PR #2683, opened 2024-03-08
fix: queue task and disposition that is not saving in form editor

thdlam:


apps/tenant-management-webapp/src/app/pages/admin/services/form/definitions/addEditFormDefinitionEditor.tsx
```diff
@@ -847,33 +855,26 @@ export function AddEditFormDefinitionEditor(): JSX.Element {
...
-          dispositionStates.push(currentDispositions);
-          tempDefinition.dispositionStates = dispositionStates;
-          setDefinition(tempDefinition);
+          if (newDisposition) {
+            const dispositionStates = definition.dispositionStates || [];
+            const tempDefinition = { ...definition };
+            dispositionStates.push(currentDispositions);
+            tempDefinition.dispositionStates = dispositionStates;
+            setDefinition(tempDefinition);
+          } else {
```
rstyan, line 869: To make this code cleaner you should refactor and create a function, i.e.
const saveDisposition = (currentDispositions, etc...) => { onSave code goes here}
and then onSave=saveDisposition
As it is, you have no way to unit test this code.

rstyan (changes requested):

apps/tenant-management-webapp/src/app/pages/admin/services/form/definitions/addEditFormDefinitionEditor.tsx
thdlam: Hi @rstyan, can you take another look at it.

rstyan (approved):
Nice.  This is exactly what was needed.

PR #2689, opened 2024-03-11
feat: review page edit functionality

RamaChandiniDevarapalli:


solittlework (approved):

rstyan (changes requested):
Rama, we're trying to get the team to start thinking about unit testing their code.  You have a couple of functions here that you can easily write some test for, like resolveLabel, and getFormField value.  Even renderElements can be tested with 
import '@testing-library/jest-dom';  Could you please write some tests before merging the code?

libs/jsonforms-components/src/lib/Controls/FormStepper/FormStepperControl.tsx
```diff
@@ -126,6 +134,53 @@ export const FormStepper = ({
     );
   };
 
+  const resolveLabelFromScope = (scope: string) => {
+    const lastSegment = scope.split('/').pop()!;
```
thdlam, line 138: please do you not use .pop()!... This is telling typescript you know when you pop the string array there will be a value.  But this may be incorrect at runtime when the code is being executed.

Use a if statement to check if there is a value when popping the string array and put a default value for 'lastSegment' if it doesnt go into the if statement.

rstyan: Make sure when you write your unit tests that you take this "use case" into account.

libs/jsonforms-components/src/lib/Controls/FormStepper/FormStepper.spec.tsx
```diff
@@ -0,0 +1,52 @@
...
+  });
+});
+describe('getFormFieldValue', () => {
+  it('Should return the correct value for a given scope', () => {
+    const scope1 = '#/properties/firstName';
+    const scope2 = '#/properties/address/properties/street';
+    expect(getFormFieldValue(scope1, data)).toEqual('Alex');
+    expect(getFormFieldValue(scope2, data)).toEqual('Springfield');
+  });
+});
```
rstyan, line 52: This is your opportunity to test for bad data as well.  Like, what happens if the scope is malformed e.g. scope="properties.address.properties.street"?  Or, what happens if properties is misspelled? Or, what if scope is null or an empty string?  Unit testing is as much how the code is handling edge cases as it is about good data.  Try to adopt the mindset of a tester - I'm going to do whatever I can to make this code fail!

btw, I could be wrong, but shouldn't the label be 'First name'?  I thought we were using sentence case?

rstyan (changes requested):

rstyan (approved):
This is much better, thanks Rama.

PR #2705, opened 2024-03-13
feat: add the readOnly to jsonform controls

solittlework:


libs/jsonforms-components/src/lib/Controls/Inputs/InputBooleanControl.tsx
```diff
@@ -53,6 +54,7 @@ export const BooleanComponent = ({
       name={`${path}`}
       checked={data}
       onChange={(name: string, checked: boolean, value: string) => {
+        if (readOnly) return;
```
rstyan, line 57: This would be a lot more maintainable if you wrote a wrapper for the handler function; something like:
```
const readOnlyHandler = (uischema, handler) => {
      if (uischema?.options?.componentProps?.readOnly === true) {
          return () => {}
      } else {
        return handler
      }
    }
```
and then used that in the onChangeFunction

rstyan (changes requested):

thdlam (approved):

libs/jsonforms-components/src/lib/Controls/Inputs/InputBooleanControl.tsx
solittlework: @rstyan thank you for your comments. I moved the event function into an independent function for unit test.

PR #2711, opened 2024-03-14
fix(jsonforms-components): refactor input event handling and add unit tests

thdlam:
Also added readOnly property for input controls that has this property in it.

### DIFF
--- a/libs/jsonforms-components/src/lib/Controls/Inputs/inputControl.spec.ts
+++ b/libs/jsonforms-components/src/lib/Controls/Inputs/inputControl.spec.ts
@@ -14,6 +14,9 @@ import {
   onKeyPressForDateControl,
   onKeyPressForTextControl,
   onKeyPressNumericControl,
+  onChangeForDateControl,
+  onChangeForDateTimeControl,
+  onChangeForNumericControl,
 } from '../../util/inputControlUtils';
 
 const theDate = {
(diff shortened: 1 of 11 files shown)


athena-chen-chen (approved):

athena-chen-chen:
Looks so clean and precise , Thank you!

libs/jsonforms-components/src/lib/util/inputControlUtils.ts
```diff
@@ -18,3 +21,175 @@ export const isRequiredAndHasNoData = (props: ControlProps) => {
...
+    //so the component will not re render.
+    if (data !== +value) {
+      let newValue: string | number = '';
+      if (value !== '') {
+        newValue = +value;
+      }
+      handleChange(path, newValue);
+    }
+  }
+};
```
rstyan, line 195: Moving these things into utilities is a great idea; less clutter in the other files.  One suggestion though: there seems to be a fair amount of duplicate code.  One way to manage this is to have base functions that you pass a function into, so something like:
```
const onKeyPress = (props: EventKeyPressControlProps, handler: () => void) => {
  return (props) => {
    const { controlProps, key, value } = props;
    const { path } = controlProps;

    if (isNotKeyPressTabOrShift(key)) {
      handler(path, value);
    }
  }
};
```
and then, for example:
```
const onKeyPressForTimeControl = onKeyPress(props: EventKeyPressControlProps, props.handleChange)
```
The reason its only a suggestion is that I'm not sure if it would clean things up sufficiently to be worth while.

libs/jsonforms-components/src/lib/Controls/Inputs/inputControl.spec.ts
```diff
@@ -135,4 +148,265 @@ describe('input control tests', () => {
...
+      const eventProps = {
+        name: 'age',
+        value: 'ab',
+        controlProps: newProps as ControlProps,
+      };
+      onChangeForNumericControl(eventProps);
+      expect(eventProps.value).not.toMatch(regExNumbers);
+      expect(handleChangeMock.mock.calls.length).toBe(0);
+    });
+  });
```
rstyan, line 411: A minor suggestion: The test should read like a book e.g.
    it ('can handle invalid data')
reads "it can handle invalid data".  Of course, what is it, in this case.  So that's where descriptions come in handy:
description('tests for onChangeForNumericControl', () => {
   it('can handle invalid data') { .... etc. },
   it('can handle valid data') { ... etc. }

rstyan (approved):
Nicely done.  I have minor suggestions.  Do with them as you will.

● **Requirement**
Copy, exactly and only, the lines above that begin with the one containing "PR #2689, opened 2024-03-11" and finish with the one containing "thdlam, line 138: please".

● **Answer for this exercise**
PR #2689, opened 2024-03-11
feat: review page edit functionality

RamaChandiniDevarapalli:


solittlework (approved):

rstyan (changes requested):
Rama, we're trying to get the team to start thinking about unit testing their code.  You have a couple of functions here that you can easily write some test for, like resolveLabel, and getFormField value.  Even renderElements can be tested with 
import '@testing-library/jest-dom';  Could you please write some tests before merging the code?

libs/jsonforms-components/src/lib/Controls/FormStepper/FormStepperControl.tsx
```diff
@@ -126,6 +134,53 @@ export const FormStepper = ({
     );
   };
 
+  const resolveLabelFromScope = (scope: string) => {
+    const lastSegment = scope.split('/').pop()!;
```
thdlam, line 138: please do you not use .pop()!... This is telling typescript you know when you pop the string array there will be a value.  But this may be incorrect at runtime when the code is being executed.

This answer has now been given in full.